Comme dis plus haut, ni plus ni mois / voir Ni moins / lorsque l'ordi n'as plus assez de ram , il met les infos en swap sur le HD / donc plus on a de ram et moins ion utilise le HD mais la différence au niveau batterie doit être extrêmement infime même si le HD consomme plus que la ram / par contre au niveau perfs ça se ressent quand meme un peu


----------



## remycorrette (3 Juillet 2012)

Tiens, je recherche exactement la même chose que toi. Mon soucis est que moi, mon identifiant es t 7,1. J'ai donc voulu aller chercher la rem sur le site macway, mais ils disent que c'est pour les modèles 5,1...
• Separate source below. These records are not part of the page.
Issue #250, opened 2020-02-25
Dynamic validator limits


bilderbuchi:
I have a power supply with voltage/current limits that are changeable depending on a mode setting. I want to use a strict_range validator to check against those limits. What would be the best way to do this?
I had previously tried to do this, but did not find a way to get around the fact that the properties are attributes of the class, and I did not see how to make the values that are passed upon construction dynamically changeable. 

Did I miss something? Do we need a `dynamic_validator` that takes a (class) function or somesuch to track the state of the limits?

bilderbuchi:
See also https://github.com/ralph-group/pymeasure/pull/243/files/f903411e8e99a02c193ea4bf41d28da8eb890b97#diff-638e256c0011ed60431a146ca1a44939R333-R334 for another interesting use of validators

msmttchr:
Hi, I have question that may be related to this issue and I would like your comments, if possible.
Let's say I am implementing a family of devices which differs for their supported frequency range and I have a command that set/read the frequency parameter. The most obvious way to implement it is to have a generic class implementing an Instrument.control for frequency property with dummy frequency parameters for validator range.
I would then inherit from generic class and have a subclass for each instrument in the family which only specifies the frequency limits.
Being the Instrument.control a property and being the property a class attribute, I found no easy way to change the validator limit, except redefining the property all together for each subclass which clearly violates the DRY principle and it is very tedious. Any easy way to achieve what I need ?

bilderbuchi:
I have a suspicion, which I have been meaning to try out for quite some time, that this is in fact quite easy if you use a mutable class attribute, e.g. a tuple with lower, upper limits. Then you can define the class attribute as you propose in the base class, and all subclasses just need to redefine the _class attribute_ in their implementations.
Then I think it even is possible to dynamically change that with a method, because the class attribute gets then overruled by an _instance_ attribute, and the property _should_ still find that. Still have to check/test that, but haven't found the time yet.

See [here](https://github.com/pymeasure/pymeasure/pull/243/files/f903411e8e99a02c193ea4bf41d28da8eb890b97#diff-ed0a3f46fc16d6535c06bbba333a60a47c8a1b1699297f8808733b5dcbef3f6fR101-R117) for the `CLIST_VALUES`.

bilderbuchi:
I agree that redefining the property should be avoided for the reasons you give.

msmttchr:
I had a look at the example of CLIST_VALUES, but I think the property does not get changed.
[...]

PR #371, opened 2020-11-20
Implemented dynamic validator limits

CasperSchippers:
PR to implement the suggestion from #250.

A test is yet to be implemented to test the behaviour.


msmttchr:
I have written a similar proposal following @bilderbuchi suggestions in #250. Do you mind if I send this as PR to evaluate pros and cons? To be honest this an interesting problem, but the solutions are really a workaround more than a proper fix which I don't know whether it exists or not in python.

CasperSchippers:
Of course, feel free to submit a PR, then we can see what is a better solution.

I do admit that it indeed feels a bit as a hack, but couldn't yet think of a better solution within the existing framework.

pymeasure/instruments/instrument.py
```diff
@@ -140,43 +141,53 @@ def control(get_command, set_command, docs,
         :param check_get_errors: Toggles checking errors after getting
         """
 
+        inverse = None
         if map_values and isinstance(values, dict):
             # Prepare the inverse values for performance
             inverse = {v: k for k, v in values.items()}
 
         def fget(self):
+            values_local = values
```
bilderbuchi, line 150: for what purpose do you introduce these additional two variables? isn't this redundant?

pymeasure/instruments/instrument.py
```diff
@@ -140,43 +141,53 @@ def control(get_command, set_command, docs,
...
                     return value
-                elif isinstance(values, (list, tuple, range)):
-                    return values[int(value)]
-                elif isinstance(values, dict):
-                    return inverse[value]
+                elif isinstance(values_local, (list, tuple, range)):
+                    return values_local[int(value)]
+                elif isinstance(values_local, dict):
+                    if inverse_local is None:
+                        inverse_local = {v: k for k, v in values_local.items()}
```
bilderbuchi, line 165: it is weird to do this inverse creation twice (here and above) - I would rather prefer we adapt the logic condition above, or only do it here if needed, but not in both places.

pymeasure/instruments/instrument.py
```diff
@@ -140,43 +141,53 @@ def control(get_command, set_command, docs,
...
+                    return inverse_local[value]
                 else:
                     raise ValueError(
                         'Values of type `{}` are not allowed '
-                        'for Instrument.control'.format(type(values))
+                        'for Instrument.control'.format(type(inverse_local))
```
bilderbuchi, line 170: why the switch to inverse instead of values? It's the type of `values_local_ that gets checked in the ifs above.

bilderbuchi:
Thanks for the proposed implementation! 
I think selecting on the type of the `values` argument can be considered "pythonic", and given the nature of properties in Python I'm not sure if we can do better (but would be delighted to be proven false!).
Yeah, tests would be a good idea to add (ideally before doing the implementation ;-) ); also ensure we don't change the behaviour of generated properties in the non-dynamic cases with this fix.

bilderbuchi:
Whatever approach/PR we choose in the end, we should then also add documentation about this, and an example or two how to use this when creating instrument properties (similar to the [`preprocess_reply`](https://pymeasure.readthedocs.io/en/latest/dev/adding_instruments.html#processing-of-return-values) feature that was recently added.

pymeasure/instruments/instrument.py
CasperSchippers: I thought so as well, but it seems python doesn't allow using the global variable `values` if there is a possibility that it is assigned locally (it starts complaining that it is referenced before assignment).

pymeasure/instruments/instrument.py
CasperSchippers: I would agree, but the reason for this duplicate is performance: if an actual dict is provided as values it is possible to define te inverse beforehand, which means it is only defined once. In case of a string, it has to be calculated every single time, because the values can change.

pymeasure/instruments/instrument.py
CasperSchippers: Oh good catch, that was a mistake indeed.

pymeasure/instruments/instrument.py
bilderbuchi: I suspected that. Probably this could be avoided if the "dynamic" lookup is handled in an additional else-clause, before the ValueError fallthrough. We would have to check if the structure will be simpler in the end, though, and confirm that the end result/behaviour is the same.

pymeasure/instruments/instrument.py
bilderbuchi: Agreed, makes sense.

pymeasure/instruments/instrument.py
bilderbuchi: I thought further on this, I don't see a way how we end up with a structure that is nice than what is already implemented.

CasperSchippers:
Closing in favour of #376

Et si j'achète 2x4go, est ce qu'un centre agrée Apple peut me les poser ? J'ai peur de le faire moi même, est ce compliqué ?


----------



## keshia (3 Juillet 2012)

> Et si j'achète 2x4go, est ce qu'un centre agrée Apple peut me les poser ? J'ai peur de le faire moi même, est ce compliqué ?



Pour ma part, je vais le faire moi-même (or de question de payer et d'attendre), ça a l'air plutôt simple, look sur utube, il explique très bien la manipulation. 
Après je crois que la fnac propose ce service mais à quel prix ...


----------



## remycorrette (3 Juillet 2012)

Oui, j'ai bien peur de faire une fausse manipulation.. 
Mais vu que Apple reconnait officiellement 4gb maximum sur cette machine, je ne sais pas si ils vont vouloir me poser 2x4go ^^.


Sinon, je vais tenter, en y allant avec des pincettes. J'ai également entendu dire que les vis Apple était particulière, c'est vrai ? ^^


----------



## Sly54 (3 Juillet 2012)

remycorrette a dit:


> Sinon, je vais tenter, en y allant avec des pincettes. J'ai également entendu dire que les vis Apple était particulière, c'est vrai ? ^^



Evite les pincettes. 
Regarde pages 46 et suivantes.


----------



## keshia (3 Juillet 2012)

remycorrette a dit:


> Sinon, je vais tenter, en y allant avec des pincettes. J'ai également entendu dire que les vis Apple était particulière, c'est vrai ? ^^



Oui elles sont particulières, le mieux c'est d'acheter un kit tournevis (j'en ai vu sur macway), sinon pour ma part, j'ai un tournevis pour branches de lunettes, ça devrait aller.


----------



## remycorrette (3 Juillet 2012)

LOL, je vois que mon expression n'a pas été comprise mdr. Chez nous, en picardie, y aller avec des pincettes, c'est faire très attention ^^..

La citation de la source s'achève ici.